Exceptions have been made for some advanced treatments - such as cancer drugs approved overseas but not yet in Japan - on the assumption that effective drugs and devices will eventually be covered by public insurance.

Critics say the system is too slow and exceptions too few.

Mr Abe returned to power for a rare second term pledging to revive Japan with a radical economic policy - known as "Abenomics" - comprising the "Three Arrows" of drastic monetary easing, fiscal stimulus and a growth strategy that includes structural reforms such as deregulation.

Unveiling his "Third Arrow" in June, Mr Abe promised to "dramatically" expand mixed care in health by increasing the range of treatments included and reducing approval times. On Thursday he reiterated that the change should be a top priority.

Advocates of more radical change want a complete end to the ban.

"The current system is unfair," said Haruo Shimada, president of the Chiba University of Commerce and a former an adviser to then-premier Junichiro Koizumi, a privatisation fan, during his 2001-2006 term. "It's an institutional defect."

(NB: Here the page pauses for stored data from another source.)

Issue #9905, opened 2021-04-14
Unable to cancel job - method POST not allowed - awx19


phemmer:
##### ISSUE TYPE
 - Bug Report

##### SUMMARY
I had an inventory sync job that was stuck. Upon trying to cancel it, I got an error saying `Method "POST" not allowed`

This is a refile of #9714 as the issue is still not fixed.

##### ENVIRONMENT
* AWX version: 19.0.0
* AWX install method: minishift
* Ansible version:  
* Operating System: Debian 10
* Web Browser: Chrome

##### STEPS TO REPRODUCE

1. Get a stuck job?
2. Try to cancel job.

##### EXPECTED RESULTS

job to cancel

##### ACTUAL RESULTS

```
POST /api/v2/inventory_updates/11/cancel/ 405
Method "POST" not allowed.
```
![image](https://user-images.githubusercontent.com/1826947/114759279-f7b63480-9d2b-11eb-96ff-2d5669e4c4a1.png)

phemmer:
Ok, so this looks to be a UI issue. The first time you click cancel, nothing visible happens. Then you click it again and you get the error. However the first cancel actually succeeded, and the second cancel is failing.

shanemcd:
Need to handle the case where the user tries to cancel an already canceled job.

phemmer:
While possibly true, I think making the "cancel" dialog go away when cancelled would be a higher priority.

jakemcdermott:
On which screen are you attempting to cancel the job? Is it a job list, the details panel for the job, the output page, or somewhere else?

phemmer:
The job output page.

akus062381:
this is resolved.

PR #10346, opened 2021-06-03
Disable cancel button on http 405

jakemcdermott:
##### SUMMARY
for #9905 

When a 405 is received, it means the job is already cancelled. Treat the
request as a success and don't show an error modal.

We disable the button to handle a rare scenario where we receive the 405 long before
the job status is properly updated to "cancelled" over websockets. We want to prevent
more cancel requests when this happens. We're disabling instead of hiding the button
because, assuming the status hasn't changed over sockets, the buttons that usually
replace the cancel button on the toolbar won't be shown yet and we don't want to
needlessly flicker and shift button positions around by rapidly loading and unloading
a different number of buttons onto the bar.

### DIFF
--- a/awx/ui_next/src/components/JobCancelButton/JobCancelButton.jsx
+++ b/awx/ui_next/src/components/JobCancelButton/JobCancelButton.jsx
@@ -27,11 +27,14 @@ function JobCancelButton({
     cancelError
   );
 
+  const isAlreadyCancelled = cancelError?.response?.status === 405;
+
   return (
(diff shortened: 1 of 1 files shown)


keithjgrant (approved):

akus062381 (approved):
@jakemcdermott Tiago and I worked on this together. We tried to reproduce this error manually without success. We will work on an automated test to try to reproduce the 405 behavior. This looks good to be merged.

Some even want to deregulate public health insurance and widen the scope for private providers, reducing the burden on public finances already heavily strained by Japan's ageing population and spurring growth of innovative medical treatments.

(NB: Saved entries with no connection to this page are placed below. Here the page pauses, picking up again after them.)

PR #10359, opened 2021-06-04
Remove uses of ansible_virtualenv_path

AlanCoding:
Run a job with recent AWX, then inspect:

```
In [2]: Job.objects.order_by('-created').first().custom_virtualenv
Out[2]: '/var/lib/awx/venv/ansible'
```

We shouldn't do this. The job was ran after the `custom_virtualenv` field has become entirely informative / non-functional. It is very arguable whether _jobs_ should keep this field. For pre-migration jobs, it is an accurate record of fact, so I'm not going out of my way to argue for removal.

With this change, new jobs will record a blank value for `custom_virtualenv`, which is more correct, because we don't do this.

I have carefully looked over @rebeccahhh's https://github.com/ansible/awx/pull/10090, and I don't see any way that `ansible_virtualenv_path` is used. Model use is reported for _templates_, so that doesn't block removing the field on _jobs_ either.

### DIFF
--- a/awx/main/management/commands/inventory_import.py
+++ b/awx/main/management/commands/inventory_import.py
@@ -66,13 +66,9 @@ class AnsibleInventoryLoader(object):
         /usr/bin/ansible/ansible-inventory -i hosts --list
     """
 
-    def __init__(self, source, venv_path=None, verbosity=0):
+    def __init__(self, source, verbosity=0):
         self.source = source
         self.verbosity = verbosity
-        if venv_path:
-            self.venv_path = venv_path
-        else:
-            self.venv_path = settings.ANSIBLE_VENV_PATH
 
     def get_base_args(self):
         bargs = ['podman', 'run', '--user=root', '--quiet']
@@ -131,7 +127,6 @@ class Command(BaseCommand):
     def add_arguments(self, parser):
         parser.add_argument('--inventory-name', dest='inventory_name', type=str, default=None, metavar='n', help='name of inventory to sync')
         parser.add_argument('--inventory-id', dest='inventory_id', type=int, default=None, metavar='i', help='id of inventory to sync')
-        parser.add_argument('--venv', dest='venv', type=str, default=None, help='absolute path to the AWX custom virtualenv to use')
         parser.add_argument('--overwrite', dest='overwrite', action='store_true', default=False, help='overwrite the destination hosts and groups')
         parser.add_argument('--overwrite-vars', dest='overwrite_vars', action='store_true', default=False, help='overwrite (rather than merge) variables')
         parser.add_argument('--keep-vars', dest='keep_vars', action='store_true', default=False, help='DEPRECATED legacy option, has no effect')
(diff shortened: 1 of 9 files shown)


awx/main/management/commands/inventory_import.py
```diff
@@ -131,7 +127,6 @@ class Command(BaseCommand):
     def add_arguments(self, parser):
         parser.add_argument('--inventory-name', dest='inventory_name', type=str, default=None, metavar='n', help='name of inventory to sync')
         parser.add_argument('--inventory-id', dest='inventory_id', type=int, default=None, metavar='i', help='id of inventory to sync')
-        parser.add_argument('--venv', dest='venv', type=str, default=None, help='absolute path to the AWX custom virtualenv to use')
```
AlanCoding, line 134: @wenottingham is removing a CLI option here fine with you?

awx/settings/development.py
```diff
@@ -95,7 +95,6 @@
 include(optional('/etc/tower/conf.d/*.py'), scope=locals())
 
 BASE_VENV_PATH = "/var/lib/awx/venv/"
-ANSIBLE_VENV_PATH = os.path.join(BASE_VENV_PATH, "ansible")
```
AlanCoding, line 98: After searching around the current code base, I figured we need to bite the bullet here.

This location doesn't exist. Keeping around the setting can only cause trouble.

rebeccahhh (commented):
I think the only potential conflict with my PR would be the changes in inventory.py or jobs.py. 
The association between a job and a project and a custom virtual env is used in one of the commands for the migration tool.
If this impacts that, we need to keep it in until the next release in the name of migration. I can run local tests to see if those two changes are compatible.

AlanCoding:
> The association between a job and a project and a custom virtual env is used in one of the commands for the migration tool.

I don't see this, could you point it out more specifically?

https://github.com/ansible/awx/pull/10090/files#diff-47596aff3e3aaf33cb7d2a4d5b459215dbbac36b9edb81e8dbba3a1f40587056

There are _job templates_ given in the output. I don't see your PR doing anything with jobs at all. Pre-migration jobs can have a non-blank custom venv, but I do not recall anyone making an argument for preserving that.

awx/main/management/commands/inventory_import.py
wenottingham: it doesn't do anything now, so yes, it's fine.

Also, isn't there the other issue as to whether this command needs removed entirely for the OCP use case?

AlanCoding: yes, that OCP issue for the command is hard. I figure, I won't lose sleep over dropping a minor option when it needs major work in this other area.

awx/settings/development.py
rebeccahhh: I agree, let's rip it out now

rebeccahhh (approved):
as long as QE is cool with it, let's do it

shanemcd (approved):

Issue #10355, opened 2021-06-04
Wrong text in Missing Resource tooltip for Job Details/Jobs List


AlexSCorey:
##### ISSUE TYPE
 - Bug Report

##### ENVIRONMENT
* AWX version: 19.1
* AWX install method: docker for mac
* Operating System:Mojave
* Web Browser:Chrome

##### STEPS TO REPRODUCE

Create a job template the uses an execution environment.  Run job.  delete execution environment

##### EXPECTED RESULTS

See below.
The `Missing resource` text appears but with the correct tooltip

##### ADDITIONAL INFORMATION

![image (1)](https://user-images.githubusercontent.com/39280967/120804756-05f62500-c513-11eb-96a1-b79a1166c634.png)

akus062381:
https://github.com/ansible/tower-qa/pull/6423
issue resolved

PR #10361, opened 2021-06-04
Update message for missing EE for Job pages

nixocio:
Update message for missing EE for Job pages

See: https://github.com/ansible/awx/issues/10355

image

image

### DIFF
--- a/awx/ui_next/src/components/JobList/JobListItem.jsx
+++ b/awx/ui_next/src/components/JobList/JobListItem.jsx
@@ -203,8 +203,8 @@ function JobListItem({
                 />
               )}
               <ExecutionEnvironmentDetail
-                virtualEnvironment={job.custom_virtualenv}
                 executionEnvironment={execution_environment}
+                verifyMissingVirtualEnv={false}
               />
               {credentials && credentials.length > 0 && (
                 <Detail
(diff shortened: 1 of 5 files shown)


awx/ui_next/src/components/JobList/JobListItem.jsx
```diff
@@ -202,9 +209,29 @@ function JobListItem({
                   dataCy={`job-${job.id}-project`}
                 />
               )}
-              <ExecutionEnvironmentDetail
-                virtualEnvironment={job.custom_virtualenv}
-                executionEnvironment={execution_environment}
+              <Detail
```
keithjgrant: Is there any reason we can't move this logic/tooltip into the ExecutionEnvironmentDetail and trigger it via a prop? It's seems strange to not use that component, especially when we have to repeat this code again in the JobDetail page

nixocio: @keithjgrant, I will take a look.

nixocio: @keithjgrant updated per suggestion.

mabashian (approved):

keithjgrant (approved):

akus062381:
https://github.com/ansible/tower-qa/pull/6423

akus062381 (commented):
all good!

PR #10343, opened 2021-06-03
add docs on debugging job event perf

chrismeyersfsu:
related to https://github.com/ansible/tower/issues/4985

PR #10373, opened 2021-06-07
Add OPTIONS documentation for new job limit feature

AlanCoding:
Looking at the docs and stuff from #10023

I'm sure this is somewhere else too, but this is the place that users should naturally expect it to be.


AlanCoding:
Looking over #10343, I don't think this mentions the limit query parameter.

I tested `/api/v2/organizations/?limit=5` and it does not seem to apply to the other views. I have not yet looked into the technical implementation of this.

chrismeyersfsu (approved):
This pagination works for job events for all unified job i.e. system job, project updates, inventory updates, ad hoc jobs, and jobs.

AlanCoding:
Those view names look like

https://github.com/ansible/awx/blob/7832639c25bd3fdbc3782d9337cd638994aa7bce/awx/api/urls/project_update.py#L24

So this needs to add files and do an include with those names too...

AlanCoding:
more view names

https://github.com/ansible/awx/blob/7832639c25bd3fdbc3782d9337cd638994aa7bce/awx/api/urls/inventory_update.py#L24

https://github.com/ansible/awx/blob/7832639c25bd3fdbc3782d9337cd638994aa7bce/awx/api/urls/ad_hoc_command_event.py#L10

https://github.com/ansible/awx/blob/7832639c25bd3fdbc3782d9337cd638994aa7bce/awx/api/urls/system_job.py#L14

AlanCoding:
wait a minute

https://github.com/ansible/awx/blob/7832639c25bd3fdbc3782d9337cd638994aa7bce/awx/api/urls/ad_hoc_command.py#L23

If this is the ad hoc command events view, then what's the other ad hoc command events view I linked?????????

AlanCoding:
Not wrapping _that_ bug into this https://github.com/ansible/awx/issues/10392

Using the name `ad_hoc_command_ad_hoc_command_events_list` for this work, as it is the consistently structured view.

AlanCoding:
Okay, I updated the PR and manually verified that the new text shows up for stuff like the project update events list.

chrismeyersfsu (approved):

"The government should abandon 100 percent control over the medical industry, especially insurance," Mr Shimada said.

"Liberalisation of the differential in terms of quality and price would give tremendous growth power for the medical industry."

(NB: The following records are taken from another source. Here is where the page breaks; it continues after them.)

PR #10375, opened 2021-06-07
Remove reload on manual logout

jakemcdermott:
##### SUMMARY
https://github.com/ansible/awx/issues/10383

We initiate a reload on manual logout, resulting in requests to `/config` that always return a 400 error due to being unauthenticated. 

From what I can tell, we might not actually need to do the reload since the `login` redirect will still happen once the logout request resolves.

### DIFF
--- a/awx/ui_next/src/contexts/Session.jsx
+++ b/awx/ui_next/src/contexts/Session.jsx
@@ -73,15 +73,12 @@ function SessionProvider({ children }) {
   const [authRedirectTo, setAuthRedirectTo] = useState('/');
 
   const logout = useCallback(async () => {
-    if (!isSessionExpired.current) {
-      history.replace('/');
-    }
     await RootAPI.logout();
     setSessionTimeout(0);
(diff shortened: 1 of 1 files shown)


awx/ui_next/src/contexts/Session.jsx
```diff
@@ -73,15 +73,12 @@ function SessionProvider({ children }) {
   const [authRedirectTo, setAuthRedirectTo] = useState('/');
 
   const logout = useCallback(async () => {
-    if (!isSessionExpired.current) {
-      history.replace('/');
-    }
```
jakemcdermott, line 78: talked w/ @marshmalien 

This code makes sure you land on the expected page when signing back in.

jakemcdermott:
https://github.com/ansible/awx/pull/10375#discussion_r646905240

jakemcdermott:
closing this PR in lieu of https://github.com/ansible/awx/pull/10379

Issue #11113, opened 2021-09-22
slack URL uses /system/ instead of /management/ 404 (not found)


nbari:
### Please confirm the following

- [X] I agree to follow this project's [code of conduct](http://docs.ansible.com/ansible/latest/community/code_of_conduct.html).
- [X] I have checked the [current issues](https://github.com/ansible/awx/issues) for duplicates.
- [X] I understand that AWX is open source software provided for free and that I am not entitled to status updates or other assurances.

### Summary

When enabling slack notifications and running the management jobs, the URL parameter used is `/system/` instead of `/management/`

Slacks `#/jobs/system/77/output`

instead of `#/jobs/management/77/output`

### AWX version

19.3.0

### Installation method

kubernetes

### Modifications

no

### Operating system

linux

### Web browser

Chrome

### Steps to reproduce

Enable notifications for any management jobs

### Expected results

https:/<domai>/#/jobs/**management**/77/output

### Actual results

https:/<domai>/#/jobs/**system**/77/output

PR #11149, opened 2021-09-27
Redirect system path to management on jobs URL

nixocio:
When user attempts to access `/jobs/system/66` redirect to
`/jobs/management/66`.

This will catch management jobs notifications, for instance, and redirect to
the proper URL.

See:https://github.com/ansible/awx/issues/11113


AlexSCorey (approved):
This looks good to me.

Doctors at large hospitals that would benefit most from the change also favour a complete end to the ban, pitting them against self-employed physicians operating small clinics.

"The JMA says they are protecting patients' interests, but in fact, it is the patients who are crying," said former surgeon Ryosuke Tsuchiya, a member of the board at the Japanese Foundation for Cancer Research and an expert adviser to Mr Abe's panel on regulatory reform, who wants the ban lifted entirely.

Critics say the doctors' group is trying to protect the interests of its members who won't be able to compete against bigger hospitals offering advanced care in a deregulated system, while health ministry officials want to maintain their control.

"They are protecting their turf, power and influence," Mr Shimada said.

Health ministry officials counter that leaving healthcare to market forces threatens both quality and equal access.

Some outside experts agree that lifting the ban, or even easing it, would be a move towards creating a two-tiered medical insurance system in which expensive, advanced treatments would increasingly be left outside universal coverage.

"Universality of access is the 'holy grail' of healthcare in Japan and they (the JMA and health ministry) don't want to see anything that would fundamentally undermine that commitment to universal access," said one foreign medical industry expert.

Given the tangle of conflicting interests, the outlook for drastic reform is dim. The prime minister already faces a politically fraught decision on whether to implement a planned sales tax rise next year and is pushing controversial changes to Japan's security policies, so may have little political capital to spend on dereulation, those involved in the process said.

Still, with no election set until 2016, the next three years may offer the best chance to push deregulation.

"If we want to promote growth, we need to deregulate where possible since the scope for fiscal measures is limited," said Yuri Okina, a Japan Research Institute economist and member of Mr Abe's regulatory reform panel. "For deregulation, now is our only chance."